Displacement - when enabled, the RT engine will display render-time displacement through the VRayDisplacementMod modifier. This is supported only by the CPU engine.

Motion blur - when enabled, the RT engine will respect the motion blur settings of the production renderer or the physical camera, if one is used. Motion blur is supported both by the CPU and GPU engines. When V-Ray RT is used a production renderer, this option is always assumed to be enabled and is greyed out.

Messages

These options control diagnostic messages output by the RT engine. The messages normally appear as an overlay over the rendered image in the ActiveShade view.

Warn for non-physical settings - when enabled, the RT engine will display warnings for non-physical settings (i.e. GI multipliers different from 1.0, invisible lights etc).

Warn for unsupported features - when enabled, the RT engine will display warnings about features of the production renderer that cannot be represented properly in the current RT engine (CPU or GPU).

Message delay (s) - the number of seconds information messages and warnings say on the screen. Set this to zero to disable information messages.

3ds Max controls

Locking the view

Normally, as the user changes the active viewports, V-Ray RT will update the ActiveShade window to show the new point of view, if it is a Perspective or Camera viewport. You can prevent this behaviour and lock V-Ray RT to a specific view by turning on the Lock View button in the Render Setup dialog.

View - This dropdown is used to select the view to be rendered when V-Ray interactive renderer is started. Only Perspective and Camera views are supported for the moment. Note that if you lock to a particular view, and later on change the number of viewports (i.e. by maximizing another viewport), V-Ray RT may not be able to show the locked viewport. This seems to be a limitation of the 3ds Max API.

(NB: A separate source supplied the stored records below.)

PR #3823, opened 2019-07-31
Feature/vizz components timeline

edbrett:
## Overview

An upgrade to the vizz components library unifying the timeline and slider components across the app

- remove timeline and slider components from GFW
- add timeline and slider components from lib to GFW
- change css theme to `vizzuality` from `wri-api`

## Notes

The v3 of vizzuality-components is a big update with breaking changes to the legend components such as toolbar and slider. This shouldn't affect GFW as we weren't using them before, but these components originally came from GFW so 🤷‍♂ let's test properly. 

## Testing

- add GLADs and tree cover loss and play the timelines on the map
- use recent imagery slider to cloud coverage


app/javascript/components/map/components/legend/components/timeline/index.js
```diff
@@ -34,184 +24,36 @@ const mapStateToProps = (
...
-      min: 0,
-      max: dateDiffInDays(maxDate, minDate),
-      start: dateDiffInDays(startDate, minDate),
-      end: dateDiffInDays(endDate, minDate),
-      trim: dateDiffInDays(trimEndDate, minDate),
-      loops: 0
-    };
-  }
-
-  componentDidUpdate(prevProps, prevState) {
```
blayhem: I guess most of this logic is now in vizzuality-components?

edbrett: yup, nearly all of it!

Lock View - The button placed next to the View dropdown. If pressed, selecting different viewports in 3ds Max will not have any effect in V-Ray interactive renderer. You can lock/unlock the rendered view even while V-Ray RT is rendering.

ActiveShade in viewports

The ActiveShade button in the Render Setup dialogue starts the V-Ray RT renderer in a separate window and the size of the window is determined by the Width and Height values under Common tab of the same dialogue. However, the ActiveShade renderer can also be started in a 3ds Max viewport, by choosing ActiveShade view for the particular viewport. In that case, the size of the rendered image is the same as the size of the viewport. If Show Safe Frame option is checked, the rendering is restricted inside that frame. Resizing the viewport after the V-Ray RT renderer has started is not recommended because the behavior is not robust.

To return an ActiveShade viewport to its normal state, right-click anywhere in it, and choose Close from the quad menu.

Note that the viewport must be a Perspective or camera viewport when you turn it into an ActiveShade window. User and orthogonal views are currently not supported.

The ActiveShade state of a viewport is saved with the 3ds Max scene. If you save the scene in a state where one of viewports is an ActiveShade window, when you load the scene later on, 3ds Max will automatically start V-Ray RT for the same viewport. In that case, V-Ray RT will print a short warning and will not actually start rendering.